# Pretty wild shooting story



## Shipwreck (Jan 26, 2006)

*Seat belt a lifesaver in shooting*

TAMPA - Here's another reason to wear a seat belt.

Sheriff's deputies say Robin Key's seat belt helped save her from serious injury by deflecting a bullet when two men shot into her family's van Sunday evening.

"It's kind of surreal," she said. "Like you're in a dream, but you can't quite figure out what you've gone through."

Key, 44, and her husband, Donald, 44, of Riverview, were headed home after his band's gig at Jimmy B's Beach Bar on St. Pete Beach.

They were stopped at a red light at Boyette Road and U.S. 301 in Riverview. Mrs. Key was sitting in the front passenger seat. She asked her husband about a lyric book she was putting together.

Suddenly, they heard what sounded like an explosion. Mrs. Key figured something had happened to the van's engine. Then she saw a bullet hole in the windshield. She started to speak, but there were shards of glass on her lips.

She felt a searing pain in her shoulder.

She turned to her husband.

"I think I've been shot," she said.

"He said, 'Who would have shot you?' " she remembers.

"I have no idea," she told him. "I was just sitting here with you, honey."

She touched her shoulder and figured out she wasn't badly hurt. It seemed her seat belt and the thick straps on her bra deflected the bullet, deputies say. She found the .38-caliber bullet's copper jacket on her leg.

How could a bullet bounce off a bra strap?

It was a perfect storm of sorts, said sheriff's spokesman J.D. Callaway.

"It's a big bullet, but you had all those forces acting against it," he said.

First, the thick glass of the windshield slowed the bullet. Then, the seat belt's tough material and the thick bra strap slowed it further, he said.

"It's very rare that something like that occurs," he said. "She's very lucky. You know, we're just glad that she came out okay."
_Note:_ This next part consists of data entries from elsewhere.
Issue #1015, opened 2019-08-11
Have in-house support in-order to recommend matching commands


jamesgeorge007:
[yargs](https://github.com/yargs/yargs) comes shipped with a `recommendCommands()` method as part of the public API. It would be great if commander.js would have it as well :clap: 

```ts
program
  .name('sample')
  .usage('<command>)
  .version(version)
  .recommendCommands();

program
  .command('init')
  .action(() => {});

program
  .command('create');
  .action(() => {});
```

`sample creat`
```bash
Unknown command creat.
Did you mean create?
```

jamesgeorge007:
@shadowspawn I would love to submit a PR if you could throw light on the implementation strategy :+1:

jamesgeorge007:
@shadowspawn @oGsLP thoughts :thinking:

oGsLP:
Only for me, I think it's not necessary. People can realize it by 
```js
program.command("*").action(cmd => {
  suggestCommand(cmd);
});
```
And we can find a npm package named `didyoumean` to customzie `suggestCommand(cmd)` easily.

I'm not familiar with yargs, it seems that it doesn't have an api to match regex cmd like '*' so it has `recommendCommands()` to handle this. But commander do.

shadowspawn:
I do not think it likely I would accept a PR for this currently, as we still have some improvements to make in whether Commander warns about unrecognised commands in the first place. (So not "in-house support".)

I am interested in how to add possible matches, and currently that would be in own code or in an add-on package. Also interested in how popular an idea this is, so feel free to leave this issue open even if you decide not to investigate yourself.

My limited knowledge (not researched) is most computer programs use the Levenshtein distance algorithm. I was casually looking at didyoumean and didyoumean2 in weekend. (Using these as examples rather than recommendations.)

(Both roll-your-own solutions and didyoumean also suggested by @oGsLP, thanks for comment )

shadowspawn:
I came across an implementation in comments:  https://github.com/tj/commander.js/issues/432#issuecomment-175785162

jamesgeorge007:
@shadowspawn what about documenting how to achieve it with [didyoumean](https://www.npmjs.com/package/didyoumean).
I would happily submit a PR :+1:

shadowspawn:
Same feedback as building it in, I do not think it likely I would accept a PR for this currently. If the code is not huge, you could simply add it as a comment here though.

jamesgeorge007:
A typical implementaion would be:-
```js
[...]

PR #1176, opened 2020-02-07
Update README example for .on('command:*')

shadowspawn:
# Pull Request

## Problem

A handler for `.on('command:*')` is no longer needed just to show an error message, as we do that by default, so would like a new example in the README.

It was suggested we add built-in support to recommend matching command, but do not want to that for now since it would add a dependency: #1015 

The example code directly calls `process.exit()` which is not recommended.

Was:
```
// error on unknown commands
program.on('command:*', function () {
  console.error('Invalid command: %s\nSee --help for a list of available commands.', program.args.join(' '));
  process.exit(1);
});
```

## Solution

Use actual code for `didYouMean` as the example.

Follow best practice and do not directly call `.exit()`

```
program.on('command:*', function (operands) {
  console.error(`error: unknown command '${operands[0]}'`);
  const availableCommands = program.commands.map(cmd => cmd.name());
  const suggestion = didYouMean(operands[0], availableCommands);
  if (suggestion)
    console.error(`Did you mean '${suggestion}'?`);
  process.exitCode = 1;
});
```

### DIFF
--- a/Readme.md
+++ b/Readme.md
@@ -554,11 +554,13 @@ program.on('option:verbose', function () {
   process.env.VERBOSE = this.verbose;
 });
 
-// custom error on unknown command
 program.on('command:*', function (operands) {
-  console.error(`Invalid command '${operands[0]}'. Did you mean:`);
-  console.error(mySuggestions(operands[0]));
-  process.exit(1);
+  console.error(`error: unknown command '${operands[0]}'`);
+  const availableCommands = program.commands.map(cmd => cmd.name());
+  const suggestion = didYouMean(operands[0], availableCommands);
+  if (suggestion)
+    console.error(`Did you mean '${suggestion}'?`);
+  process.exitCode = 1;
 });
 ```
 


Readme.md
```diff
@@ -554,11 +554,13 @@ program.on('option:verbose', function () {
...
-// custom error on unknown command
 program.on('command:*', function (operands) {
-  console.error(`Invalid command '${operands[0]}'. Did you mean:`);
-  console.error(mySuggestions(operands[0]));
-  process.exit(1);
+  console.error(`error: unknown command '${operands[0]}'`);
+  const availableCommands = program.commands.map(cmd => cmd.name());
+  const suggestion = didYouMean(operands[0], availableCommands);
+  if (suggestion)
+    console.error(`Did you mean '${suggestion}'?`);
```
jamesgeorge007: This would be misleading. Say for instance, a first time user makes use of this code snippet to handle unknown commands ending up with an error saying that `didYouMean` is not defined.

shadowspawn: An alternative I considered was to use a clearly write-your-own routine like:

```
const availableCommands = program.commands.map(cmd => cmd.name());
const suggestion = myFindBestMatch(operands[0], availableCommands);
console.error(`Did you mean '${suggestion}'?`);
process.exitCode = 1;
```

Do you think this would be preferable?

jamesgeorge007: https://github.com/tj/commander.js/issues/1015#issuecomment-583810519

Mrs. Key and her husband frantically dialed 911 right after the shooting. They met deputies near a bank, where the couple described the incident. They didn't see the shooter, but other drivers noticed what happened, the couple told deputies.

Deputies received another call about shots fired in the area. The caller reported men shooting from a pickup truck.

Deputies went to the location and found Anthony Batchelor, 22, and Christopher Lynn Walker, 19, Callaway said.

The two were arrested. Callaway declined to describe any statements the men gave to deputies. He said one of the men gave deputies "information."

Walker and Batchelor were arrested just before midnight Sunday and taken to the Hillsborough County jail. Deputies say Walker fired the shot.

Neither man knew the Keyses, deputies said. The men gave no reason for the shooting, deputies said.

"I just can't imagine why they would do that," Mrs. Key said.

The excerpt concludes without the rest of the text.